One foundational concept in forecasting is base rates. Base rates are the observed past frequency of an outcome of interest. For example, if we want to forecast the probability of tomorrow’s 2:00 flight to Los Angeles arriving on time, we might look at numerous past frequencies: how frequently the 2:00 flight to Los Angeles has arrived on time in the last year, whether it arrived on time today specifically, how frequently the airline’s flights in general arrive on time, etc. We don’t necessarily blindly input one of these probabilities, or take an average of them, but we use them as an input- ideally a starting input- in coming to our answer.

Lenses

One way of thinking about base rates is that when we choose to use base rates we are making a philosophical decision. We are stating that the present situation is not unique. We are stating that the present situation has not been planned to generate a particular outcome. And if we end up forecasting a probability that is at the extreme or outside the extremes of the base rates we are considering (for example, if we give a 20% probability to a third-party candidate winning the next US presidential election), we are making an extraordinary claim and are obligated to provide a well thought out rationale that explains why this particular case is so different.

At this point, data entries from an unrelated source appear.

PR #2016, opened 2018-06-26
Use existing opentracing context

### LINKED ISSUE #1447: Add a "l5d-trace" user header which can be used to manipulate the "l5d-ctx-trace" header
Per the request in #1428, we should consider adding an additional [user header](https://linkerd.io/config/head/linkerd/index.html#user-headers) to set the trace id, so that users don't have to set the "l5d-ctx-trace" header, which requires trace id encoding. Instead, we could support a plaintext "l5d-trace" header on the request, which will be rewritten into the "l5d-ctx-trace" header on the response. I picture this working a lot like the "l5d-dtab" and "l5d-ctx-dtab" headers, described [here](https://github.com/linkerd/linkerd/blob/master/linkerd/protocol/http/src/main/scala/com/twitter/finagle/buoyant/linkerd/LinkerdHeaders.scala#L14).

Editorial note: I'm not sure if it would be better for this header to be called "l5d-trace" and require a root:parent:id tuple, or to instead to be called "l5d-reqid" with just the root id, which would be more similar to the "l5d-reqid" header that's we're already setting on the response.

jmalvarezf:
Hi,

As we wanted to have the ability for linkerd to propagate the opentracing context that was originated outside linkerd, and it wasn't clearly in your roadmap, we went ahead and modified linkerd to do this. 
I'm a scala newbie, so the code may be less than optimal. Any change you feel would fit better, feel more than free to tell me. The change consists basically in adding an if when getting tracing context to get opentracing headers, and to propagate the context in the same headers in the next step. 
This is very important for us to be able to have the full trace for a request, as it is originated outside the platform that is running linkerd as service mesh.

We have tested this in our deployment and it's working as expected.

This should fix #1447 with standard opentracing headers

Thanks!

### DIFF
--- a/linkerd/protocol/http/src/main/scala/com/twitter/finagle/buoyant/linkerd/LinkerdHeaders.scala
+++ b/linkerd/protocol/http/src/main/scala/com/twitter/finagle/buoyant/linkerd/LinkerdHeaders.scala
@@ -35,16 +35,16 @@ import scala.collection.breakOut
  *   - `l5d-dst-concrete`: the concrete client name after delegation
  *   - `l5d-dst-residual`: an optional residual path remaining after delegation
  *   - `l5d-reqid`: a token that may be used to correlate requests in
- *                  a callgraph across services and linkerd instances
+ * a callgraph across services and linkerd instances
  *
  * And in addition to the context headers, linkerd may emit the following
  * headers on outgoing responses:
  *
  *   - `l5d-err`: indicates a linkerd-generated error. Error responses
- *                that do not have this header are application errors.
+ * that do not have this header are application errors.
  *   - `l5d-retryable`: if true, the request for this response is known to be
- *                safe to retry (for example, because it was not delivered to
- *                its destination)
+ * safe to retry (for example, because it was not delivered to
+ * its destination)
  */
 object Headers {
   val Prefix = "l5d-"
@@ -70,6 +70,7 @@ object Headers {
         val description = "Extracts linkerd context from http headers"
 
         val deadline = new Deadline.ServerFilter
+
         def dtab(maxHeaderSize: Int) = new Dtab.ServerFilter(maxHeaderSize)
 
         def make(maxHeaderSize: hparam.MaxHeaderSize, next: ServiceFactory[Request, Response]) =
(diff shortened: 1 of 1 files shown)


adleong:
Thanks for this, @jmalvarezf!  I agree with you that Linkerd is long overdue to play more nicely with other tracing systems like OpenTracing.  Unfortunately, there are a few complications.

So far, Linkerd has always used its own `l5d-ctx-trace` header for trace propagation and just blindly forwarded other headers such as the `x-b3` ones.  This means that Linkerd tracing can peacefully co-exist in a system that also does `x-b3` style tracing.  The two systems will basically be invisible to each other.  

With your change, Linkerd will read the `x-b3` headers and prefer them to the `l5d-ctx-trace` header.  It will also write out both styles of headers.  The problem with this is that it's a backwards incompatible change.  In cases where both headers are present, this changes Linkerd's behavior to use the `x-b3` header instead of the `l5d-ctx-trace` one.

Even switching the precedence so that Linkerd prefers the `l5d-ctx-trace` header over the `x-b3` headers doesn't solve the problem fully.  In cases where the request is sent through a tracing aware service that increments the `x-b3` span header, that span would get lost at the next Linkerd because Linkerd would ignore it in favor of the `l5d-ctx-trace` header.

The complexity compounds even further if you want to support other tracing propogation headers such as jaeger's `uber-trace-id` or lightstep's `ot-tracer-` headers.

The TLDR is that I think this needs to be something configurable so that users can decide which tracing systems they want Linkerd to participate in and which they want Linkerd to ignore.  Would you be willing to hold off on this PR while I put together a Linkerd trace propagation plugin interface?  This would then allow you to resubmit your change as a trace propagation plugin.

I hope this context is useful, please let me know what you think!

jmalvarezf:
Hi @adleong,

Yes, I think it makes total sense! 
I will rewrite this when you have the interface ready. Do you want me to close this? Or you prefer to leave it open? 

Thank you!

adleong:
@jmalvarezf I'll leave it up to you.  Either way we can close this one once the replacement is ready.

adleong:
Please see https://github.com/linkerd/linkerd/pull/2025 and let me know what you think.

jmalvarezf:
I'll try to adapt this to the interface you propose during the following month when I have enough time and I'll let you know. Thank you!

adleong:
@jmalvarezf the new interface has merged.  Please let me know if you need any help with this new interface!

linkerd/protocol/http/src/main/scala/com/twitter/finagle/buoyant/linkerd/LinkerdHeaders.scala
```diff
@@ -286,32 +290,47 @@ object Headers {
           service(req)
         }
       }
+
     }
 
     object Trace {
       val Key = Prefix + "trace"
+      val OpentracingSpanHeader = "x-b3-spanid";
```
adriancole: this has nothing to do with opentracing by the way. OpenTracing includes no library support for B3 unless something changed recently. [census does](https://github.com/census-instrumentation/opencensus-specs/blob/master/trace/HTTP.md#propagation) however. B3 is defined here https://github.com/openzipkin/b3-propagation

jmalvarezf:
You are right. This is not opentracing but zipkin. Ill close this and start working on the interface already merged.

Thanks

adriancole:
cheers!

PR #2020, opened 2018-06-27
Upgrade to Finagle 18.5.0 and switch from Buf to ByteBuf

adleong:
Upgrade to Finagle 18.5.0.  In this version of Finagle, certain utility methods for converting between Buf and ByteBuf were removed.  This gives us the perfect opportunity to change the type of the `buf` field of `Frame.Data` from Buf to ByteBuf.

Netty uses ByteBuf as its byte buffer type throughout.  In our H2 implementation we wrap Netty's ByteBufs in Buf, Finagle's byte buffer type.  Buf is type that provides a nice API and abstracts over a variety of byte buffer types such as Array[Byte], ByteBuffer, and ByteBuf.  However, since we only use byte buffers from Netty, our Bufs always contain a Netty ByteBuf.  Not only does this make the abstraction unnecessary but the abstraction is also leaky because we require that the Bufs contain a ByteBuf in order for Netty's ByteBuf reference counting to work correctly.

We change `Frame.Data` to hold a Netty ByteBuf directly instead of a Buf which wraps a ByteBuf.  This avoids the need to convert between the two and eliminates a pointless abstraction.

### DIFF
--- a/grpc/runtime/src/main/scala/io/buoyant/grpc/runtime/DecodingStream.scala
+++ b/grpc/runtime/src/main/scala/io/buoyant/grpc/runtime/DecodingStream.scala
@@ -1,9 +1,9 @@
 package io.buoyant.grpc.runtime
 
-import com.twitter.concurrent.{AsyncMutex, Permit}
+import com.twitter.concurrent.AsyncMutex
 import com.twitter.finagle.buoyant.h2
-import com.twitter.io.Buf
-import com.twitter.util.{Future, Return, Promise, Throw, Try}
+import com.twitter.util.{Future, Return, Throw, Try}
+import io.netty.buffer.{ByteBuf, CompositeByteBuf, Unpooled}
 import java.nio.ByteBuffer
 import scala.util.control.NoStackTrace
 
@@ -16,7 +16,7 @@ import scala.util.control.NoStackTrace
  * invoked serially, i.e. when there are no pending `recv()` calls on
  * the stream.
  */
-private[runtime] trait DecodingStream[+T] extends Stream[T] {
+private[runtime] trait DecodingStream[T] extends Stream[T] {
   import DecodingStream._
 
   protected[this] def frames: h2.Stream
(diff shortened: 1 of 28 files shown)


grpc/runtime/src/main/scala/io/buoyant/grpc/runtime/ServerDispatcher.scala
```diff
@@ -76,7 +76,7 @@ object ServerDispatcher {
 
     private[this] def acceptUnary[Req](codec: Codec[Req], req: h2.Request): Future[Req] =
```
dadjeibaah: unused import on Line 5.

project/Deps.scala
```diff
@@ -8,14 +8,14 @@ object Deps {
 
   // process lifecycle
```
dadjeibaah: Should we update `addSbtPlugin("com.twitter" %% "scrooge-sbt-plugin" % "18.4.0")` in `plugin.sbt` as well?

grpc/runtime/src/main/scala/io/buoyant/grpc/runtime/DecodingStream.scala
```diff
@@ -275,102 +350,11 @@ object DecodingStream {
...
-        val msgbb = bb.duplicate()
-        msgbb.limit(end)
-        val msg = decoder(msgbb)
-        Some(Stream.Releasable(msg, release))
-      }
-      // Update the unparsed buffer to point after the parsed message.
-      bb.position(end)
-      Decoded(RecvState.Buffer(None, Buf.ByteBuffer.Owned(bb), nextReleaser), msg)
-    } else Decoded(RecvState.Buffer(Some(hdr), Buf.ByteBuffer.Owned(bb), releaser), None)
+  private case class Header(compressed: Boolean, size: Int)
```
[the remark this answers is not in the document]
adleong: this is an inner class of `object DecodingStream` which is a singleton.  So `private` and `private[this]` are equivalent, I think.

project/Deps.scala
adleong: good catch

PR #2025, opened 2018-06-29
Make trace propagation pluggable

adleong:
Linkerd uses the `l5d-ctx-trace` header to propagate trace context while ignoring trace headers from other tracing systems such as the zipkin `x-b3`.  While this allows Linkerd's tracing to co-exist with other tracing systems without interfering with them, it does not allow Linkerd to continue the trace initiated by another system.

We make Linkerd's trace propagation a pluggable module.  A trace propagation module decides how to read the trace context from a request when Linkerd receives one, and how to write the trace context onto a request when Linkerd sends one.  This PR includes only one implementation of this module: io.l5d.default which implements the existing behavior using the l5d-ctx-trace header.


linkerd/core/src/main/scala/io/buoyant/linkerd/TracePropagator.scala
```diff
@@ -0,0 +1,42 @@
...
+
+  /**
+   * Write the trace id onto a request.
+   */
+  def setContext(req: Req, traceId: TraceId): Unit
+}
+
+object TracePropagator {
+
+  def NilTracePropagagtor[Req] = new TracePropagator[Req] {
```
dadjeibaah: s/NilTracePropagagtor/NilTracePropagator

linkerd/core/src/main/scala/io/buoyant/linkerd/TracePropagator.scala
```diff
@@ -0,0 +1,42 @@
...
+   * Read the trace id from the request, if it has one.
+   */
+  def traceId(req: Req): Option[TraceId]
+
+  /**
+   * Return a sampler which decides if the given request should be sampled, based on properties
+   * of the request.  If None is returned, the decision of whether to sample the request is deferred
+   * to the tracer.
+   */
+  def sampler(req: Req): Option[Sampler]
```
olix0r: Presumably, we just hand the request right back to the sampler. Can this API be simplified?

adleong: Not quite.  Sampler takes a Long as input, not a request.  We feed the request's trace id into the sampler.  I think we want to ensure Sampler is used here rather than just returning Option[Boolean] to ensure that sampling is based on the trace id and is properly salted.

olix0r: Why do we need to pass a request to the interface? so that it can modify headers? should the method name be updated to indicate it's usually side-effecty?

Another way of looking at base rates is that they harness one of the most common psychological biases: anchoring. Anchoring bias is the observation that a random subsample primed with large numbers will make higher-magnitude guesses than a subsample primed with small numbers, even outside the context of the guess. A forecaster makes a calculated decision that it will be helpful to have a bias or multiple biases, even while independently analyzing the problem.

Priors

We can also think of base rates as an attempt to artificially construct priors. Under Bayes’s Rule there is a formula for combining new information with what was known prior to that information (though a forecaster does not have to be so formulaic).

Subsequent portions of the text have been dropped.